2. Operating system calls: [Section 2.3, p. 55] An interface to operating system services made available to applications software by an operating system.
3. Blocking send and Non-blocking send: [Section 3.4.2.2.] Blocking - Sending process waits for the receiving process to receive. Non-blocking - Does not have to wait. Spell "receive" correctly.
4. CPU burst: [Sect. 5.1.1, P. 184] A process using primarily CPU resources and little I/O. I/O burst: A process using primarily I/O resources and little CPU. It is not uncommon for a process to be primarily a CPU-bound process for a while, to become an I/O-bound process for a while, and to go back and forth.
5. Privileged instructions: [P. 22] Some hardware instructions that may cause harm. May be executed only in kernel mode. Privileged instructions are not necessarily higher priority; they manipulate critical operating systems data structures. Examples: Instruction to switch to kernel mode, I/O control, timer management, interrupt management
6. Process vs. Thread: [P. 101-102, 153] A process is a program in execution. A process may include several threads. A thread is a basic unit of CPU use. It includes a thread ID, a program counter, a register set, and a memory stack.

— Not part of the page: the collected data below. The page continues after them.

PR #73, opened 2019-07-10
add hdf5 reader

wangzhezhe:
1 add hdf5 reader which load the image array and generate the Block
2 the information to generate Header in Block should be set manually
3 tested ok for big_stem_image.h5

### DIFF
--- a/python/image.cpp
+++ b/python/image.cpp
@@ -20,7 +20,7 @@ PYBIND11_MODULE(_image, m)
           sizeof(uint64_t),                                             /* Size of one scalar */
           py::format_descriptor<uint64_t>::format(),                    /* Python struct-style format descriptor */
           2,                                                            /* Number of dimensions */
-          { i.width, i.height },  /* Buffer dimensions */
+          { i.height, i.width },  /* Buffer dimensions */
           { sizeof(uint64_t) * i.width,                           /* Strides (in bytes) for each index */
             sizeof(uint64_t) });
     });
@@ -32,7 +32,7 @@ PYBIND11_MODULE(_image, m)
           sizeof(double),                                               /* Size of one scalar */
           py::format_descriptor<double>::format(),                    /* Python struct-style format descriptor */
           2,                                                            /* Number of dimensions */
-          { i.width, i.height },  /* Buffer dimensions */
+          { i.height, i.width},  /* Buffer dimensions */
           { sizeof(double) * i.width,                           /* Strides (in bytes) for each index */
             sizeof(double) });
     });
@@ -44,7 +44,7 @@ PYBIND11_MODULE(_image, m)
           sizeof(uint64_t),                                               /* Size of one scalar */
           py::format_descriptor<uint64_t>::format(),                    /* Python struct-style format descriptor */
           3,                                                            /* Number of dimensions */
-          { r.radii, r.width, r.height},  /* Buffer dimensions */
+          { r.radii, r.height, r.width},  /* Buffer dimensions */
           { sizeof(uint64_t) * r.width * r.height,                           /* Strides (in bytes) for each index */
             sizeof(uint64_t) * r.width,
             sizeof(uint64_t) });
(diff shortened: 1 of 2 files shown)


stempy/reader.cpp
```diff
@@ -26,6 +26,24 @@ using std::vector;
...
+               uint32_t scanHeight, uint32_t startPosition)
+{
+    this->frameWidth = frameWidth;
+    this->frameHeight=frameHeight;
+    this->imagesInBlock = imageNumInBlock;
+    this->scanHeight=scanHeight;
+    this->scanWidth=scanWidth;
+    //only suitable for big_stem_image.hdf5
+    uint32_t offset1 = startPosition/(imageNumInBlock*blockNumInFile);
+    uint32_t offset2 = startPosition%(imageNumInBlock*blockNumInFile);
```
cjh1: This is specific to a particular dataset?

python/stempy/io/__init__.py
```diff
@@ -85,3 +86,6 @@ def save_stem_images(outputFile, images, names):
         stem_group = f.require_group('stem')
         dataset = stem_group.create_dataset('images', data=images)
         dataset.attrs['names'] = names
+
+def reader_h5(h5dataset, imagewidth , imageheight , scanwidth, scanheight, blocksize=32, blockNumInFile=25, totalImgNum=25600):
```
cjh1: The image width and height can be got from the h5 data set.

cjh1: We should also check for the presents of `Nx` and `Ny` attributes, these would hold the scan with and height.

CMakeLists.txt
```diff
@@ -81,10 +83,14 @@ endif()
...
 
+include_directories(stem
+  ${PYTHON_INCLUDE_PATH}
+  ${pybind11_INCLUDE_DIRS}
+)
 add_executable(stemcli stempy/main.cpp)
 
 target_link_libraries(stemcli
-  PRIVATE stem)
+  PRIVATE stem pybind11::embed)
```
cjh1: What is this needed for?

CMakeLists.txt
```diff
@@ -32,14 +32,16 @@ include_directories(
 find_package(Eigen3 REQUIRED)
 include_directories(${EIGEN3_INCLUDE_DIR})
 
+find_package(pybind11 REQUIRED)
```
cjh1: Aren't we already doing this is a subdirectory?

python/image.cpp
```diff
@@ -64,9 +65,9 @@ PYBIND11_MODULE(_image, m)
         py::call_guard<py::gil_scoped_release>());
   m.def("radial_sum", &radialSum<StreamReader::iterator>,
         py::call_guard<py::gil_scoped_release>());
-
   m.def("get_container", &getContainer,
         py::call_guard<py::gil_scoped_release>());
   m.def("create_stem_histogram", &createSTEMHistogram,
         py::call_guard<py::gil_scoped_release>());
+  m.def("create_stem_images", &createSTEMImages<H5Reader::iterator>);
```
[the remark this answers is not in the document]
wangzhezhe: This template is initialized by H5Reader::iterator, the previous one is initialized by StreamReader::iterator.

python/stempy/image/__init__.py
```diff
@@ -1,6 +1,19 @@
 from stempy import _image
 import numpy as np
 
+def create_stem_images_pyhdf5(h5reader, inner_radii,
```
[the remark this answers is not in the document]
wangzhezhe: I could update this part to use the original create_stem_images

stempy/reader.cpp
wangzhezhe: yeah, I only tested for big_stem_image, since the big_stem_image come from the smallscan data, and smallscan data has the header in dataset, here we set the header manually to avoid the modification for the original code.

python/stempy/io/__init__.py
wangzhezhe: I could update this part further.

CMakeLists.txt
wangzhezhe: Since the image.app include the reader_h5.h and reader_h5.h require the pybind so it is added here. Or another way is to add an option to decide if the reader_h5.h needed to be included in source code.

7. Response time: [P. 157] Time to give first response to a user.
8. Shared memory systems: [Sect. 3.4.1, p. 117] A region of memory residing in the address space of two or more cooperating processes. "Shared memory is memory that is shared" is circular. Alternative: Separate CPUs that address a common pool of memory.
9. Thread pool: [Sect. 4.4.4, P. 168] Create a number of threads at process startup and place them in a pool, where they sit and wait for work.
10. Time quantum: [Sect. 5.3.4, P. 194] In preemptive scheduling, the time quantum is the amount of time given to each process when it is placed into the Running state.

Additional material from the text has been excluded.